Mboweni noted that when he was appointed the eighth governor of the bank in 1999 by then President Thabo Mbeki there was an expectation that the move signalled that “an era of cheap money had arrived”.

“I made it clear on the day I was inaugurated as governor that such thoughts would be severely disappointed.

“And that central bankers are not populists, and that if you meet a populist central banker anywhere that is normally the beginning of trouble in that country,” Mboweni said, without making any direct reference to the current political pressures on government to rein in the bank and its policy of inflation targeting.

In the early 2000s, the SARB became the thirteenth central bank globally to adopt an inflation-target framework, which was set by the Finance Minister, in consultation with the governor, at between 3% and 6%.

Governor Lesetja Kganyago said that the independence of the bank emerged as an effective way of ensuring that monetary policy focused on the key objective of keeping prices stable.

“This is not possible with weak institutions. Institutions in a democracy matter and quality institutions matter even more – the SARB is one such quality institution,” he argued.

The flexibility of the inflation-targeting framework and its anchoring of public expectations about inflation, he added, had assisted the country weather the global financial crisis of 2008 and 2009 and had ensured that the country entered the Covid-19 crisis with stable and low inflation rates and moderate inflation expectations.

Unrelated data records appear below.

PR #3004, opened 2018-09-24
Fix incorrect global and extern symbol references on OSX

nbhuiyan:
OSX requires all symbols that are either defined or used in
modules other than itself to have leading underscores
(only relevant when writing assembly code).
This fixes linker errors caused due to the missing underscores
in symbol declarations and references in xnathelp.o

Issue: #36

### DIFF
--- a/runtime/oti/xhelpers.m4
+++ b/runtime/oti/xhelpers.m4
@@ -53,7 +53,7 @@ define({FILE_END},{
 define({START_PROC},{
 	align 16
 	DECLARE_PUBLIC($1)
-	$1 proc
+	GLOBAL_SYMBOL($1) proc
 })
 
 define({END_PROC},{$1 endp})
@@ -66,9 +66,13 @@ define({LABEL},$1)
 
 define({C_FUNCTION_SYMBOL},$1)
 
+define({GLOBAL_SYMBOL},$1)
+
 },{	dnl WIN32
 
 ifdef({OSX},{ 
+
+dnl OSX
 
 define({SHORT_JMP},{})
 
@@ -79,13 +83,11 @@ define({FILE_START},{
 
 define({C_FUNCTION_SYMBOL},_$1)
 
-define({START_PROC},{
-	.align 16
-	DECLARE_PUBLIC($1)
-	_$1:
-})
+define({GLOBAL_SYMBOL},_$1)
 
 },{	dnl OSX
+
+dnl LINUX
 
 define({SHORT_JMP},{short})
 
@@ -97,13 +99,17 @@ define({FILE_START},{
 
 define({C_FUNCTION_SYMBOL},$1)
 
+define({GLOBAL_SYMBOL},$1)
+
+})	dnl OSX
+
+dnl LINUX and OSX
+
 define({START_PROC},{
 	.align 16
 	DECLARE_PUBLIC($1)
-	$1:
+	GLOBAL_SYMBOL($1):
 })
-
-})	dnl OSX
 
 define({FILE_END})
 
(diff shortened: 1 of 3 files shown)


DanHeidinga:
jenkins test sanity xlinux,win jdk8

DanHeidinga:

This had provided the SARB with policy space to provide support to households and firms, primarily through the reduction in the repurchase (repo) rate.

The repo rate was cut by a cumulative 275 basis points between March and July 2020 and, at 3.5% currently, was at an all-time low, while the prime rate, at 7%, was at a 54-year low.

The economic recovery, Kganyago said, was still on track, but “there will be pitfalls along the way, as illustrated by our shift back to a Level 4 lockdown”.

“There is no question that our recovery will progress and our sound policy frameworks will continue to allow flexible approaches while building confidence.”